Supplied records:
※ ※ ※

PR #331, opened 2026-04-08
Add grace period when GC context is canceled

### LINKED ISSUE #181: Graceful shutdown improvements: server order, shutdown vs cancel distinction, client cleanup
## Summary

Comprehensive review of graceful shutdown across all three components (apiserver, processor, gc). The overall implementation is solid — signal handling, context propagation, defer cleanup, and WaitGroup-based worker draining are all in place. However, several issues were found that could cause problems during rolling updates or pod eviction.

### 1. Apiserver: shutdown order is wrong (medium)

In `internal/apiserver/server/server.go` (lines 227-235):

```go
// Current: obs server shuts down FIRST
if err := obsServer.Shutdown(shutdownCtx); err != nil { ... }
if err := httpserver.Shutdown(shutdownCtx); err != nil { ... }
```

The observability server (which serves `/ready` for Kubernetes probes and `/metrics` for Prometheus) shuts down before the API server finishes draining. This means:
- Kubernetes readiness probe becomes unavailable while the API server is still processing requests
- Prometheus cannot scrape final metrics during the drain period

**Correct order:**
1. Mark `serverReady = false` (already done)
2. Shut down API server first (stop accepting new requests, drain existing ones)
3. Shut down obs server last (allow final probe checks and metrics scrape)

### 2. Apiserver: shared shutdown timeout for two servers (low)

Both servers share a single 60s `shutdownCtx`. If the API server takes 55s to drain, the obs server only gets 5s. Each server should have its own timeout, or the order fix (issue #1) naturally mitigates this since the obs server shutdown becomes near-instant.

### 3. Processor: no distinction between pod shutdown and user cancel (medium)

When SIGTERM arrives, the parent `ctx` is cancelled. This is the same context passed to worker goroutines. Inside `job_runner.go`, context cancellation triggers the same error paths as user-initiated batch cancellation.

The semantics should differ:
- **User cancel**: save partial results, mark batch as `cancelled`
- **Pod shutdown**: re-enqueue the job so another pod picks it up

Currently, re-enqueue only happens in some error paths (`job_runner.go` lines 104, 222), not consistently for all shutdown scenarios. A job that was mid-execution during pod shutdown may be marked as `failed` instead of being re-enqueued.

**Suggested fix:** Introduce a shutdown-specific signal (e.g. `shutdownRequested atomic.Bool` or a separate `shutdownCtx`) so workers can distinguish pod shutdown from user cancel and always re-enqueue during shutdown.

### 4. HTTP client has no Close method (low)

`pkg/clients/http/http_client.go` does not expose a `Close()` method. The underlying `http.Transport` idle connections are never explicitly closed during shutdown.

**Fix:** Add a `Close()` method that calls `transport.CloseIdleConnections()`, and call it from `Clientset.Close()`.

### 5. GC: no shutdown grace period (low)

`cmd/batch-gc/main.go` exits immediately when the context is cancelled. If the GC is mid-cycle deleting files, a DB record may be deleted but the physical file deletion interrupted (or vice versa). This is mitigated by the fact that GC operations are idempotent — the next cycle will retry. But a short grace period (e.g. 5-10s) would reduce orphaned state.

### 6. signal.Notify channel not cleaned up (very low)

`internal/util/interrupt/interrupt.go` creates a signal channel but never calls `signal.Stop(signalChan)` when the context is cancelled. This causes a minor goroutine leak (the signal listener goroutine lives until process exit). Negligible impact for long-running processes.

## What's already done well

- Unified signal handling via `interrupt.ContextWithSignal` with force-exit on second signal
- Processor `Stop()` uses a fresh `context.WithTimeout(context.Background(), ShutdownTimeout)` instead of the already-cancelled ctx
- `job_runner.go` uses `context.Background()` for re-enqueue operations that must succeed after shutdown
- Tracer, clients, and file handles all have proper defer-based cleanup
- `terminationGracePeriodSeconds` is configurable in the Helm chart (default 60s)

## Affected Files

- `internal/apiserver/server/server.go` — shutdown order, shared timeout
- `internal/processor/worker/job_runner.go` — shutdown vs cancel distinction
- `internal/processor/worker/worker.go` — `Stop()` method
- `pkg/clients/http/http_client.go` — missing `Close()`
- `cmd/batch-gc/main.go` — no grace period
- `internal/util/interrupt/interrupt.go` — signal.Stop cleanup

loicmarchal:
## Why is this PR needed?

Currently, if the context is cancelled, the garbage collector exits immediately. If the GC is mid-cycle deleting files, a DB record may be deleted but the physical file deletion interrupted (or vice versa).

## What does this PR do?

It adds a grace period of 5 seconds when the GC context is canceled before propagating the cancellation.

## How was this tested?

## Checklist

## Related Issues

Fixes #181 (issue 4.)


loicmarchal:
> Hi @loicmarchal I think `processFile` already handles this fine. The deletion order is physical file first, then DB metadata, and on the next GC cycle, if the physical file is already gone, it's silently skipped and the DB record gets cleaned up.

Thanks @acardace . I agree in terms of order and how it's handled in cycles. I guess the suggestion was to add some grace time to hope to finish the cleaning during the grace period in case of a cancel?

> The 5-second grace period doesn't add meaningful safety here. It just delays the inevitable cancellation, after which you'd still have the exact same partial-deletion possibility if a `processFile` call goes over the grace deadline. You can't eliminate the window entirely without a real transaction (or a two-phase approach), and the code already doesn't need to because it's designed to converge on the next cycle.

Indeed. There's no way to guarantee the processing won't take longer than the grace period. So it becomes difficult to have a clean solution (short grace period and take the risk to end up in the same partial deletion state, or longer grace period and risk blocking the cancellation for too long?)

> So I'd be inclined to close this.

That's fine by me. @yizhaodev since you're the reporter, what do you think? Can we just close this one and leave the solution as it is?

PS: by the way, now I understand the issues in #181 are Claude generated. Maybe we could think of the possibility to add a label in such cases (if we don't have a Claude user to create issue in our GH) to distinguish between an AI suggestion from a thought through requirement?

acardace:
> PS: by the way, now I understand the issues in #181 are Claude generated. Maybe we could think of the possibility to add a label in such cases (if we don't have a Claude user to create issue in our GH) to distinguish between an AI suggestion from a thought through requirement?

Yup, def agree with this.

loicmarchal:
@yizhaodev I'm closing this PR for now following @acardace feedback. If you think we shouldn't close it and still find a solution, I'll reopen it.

※ ※ ※

Instructions to follow: The range runs from the line above containing "- Unified signal" to the line containing "the already-cancelled ctx", inclusive. Restate those lines word for word and no others.

Written solution:
- Unified signal handling via `interrupt.ContextWithSignal` with force-exit on second signal
- Processor `Stop()` uses a fresh `context.WithTimeout(context.Background(), ShutdownTimeout)` instead of the already-cancelled ctx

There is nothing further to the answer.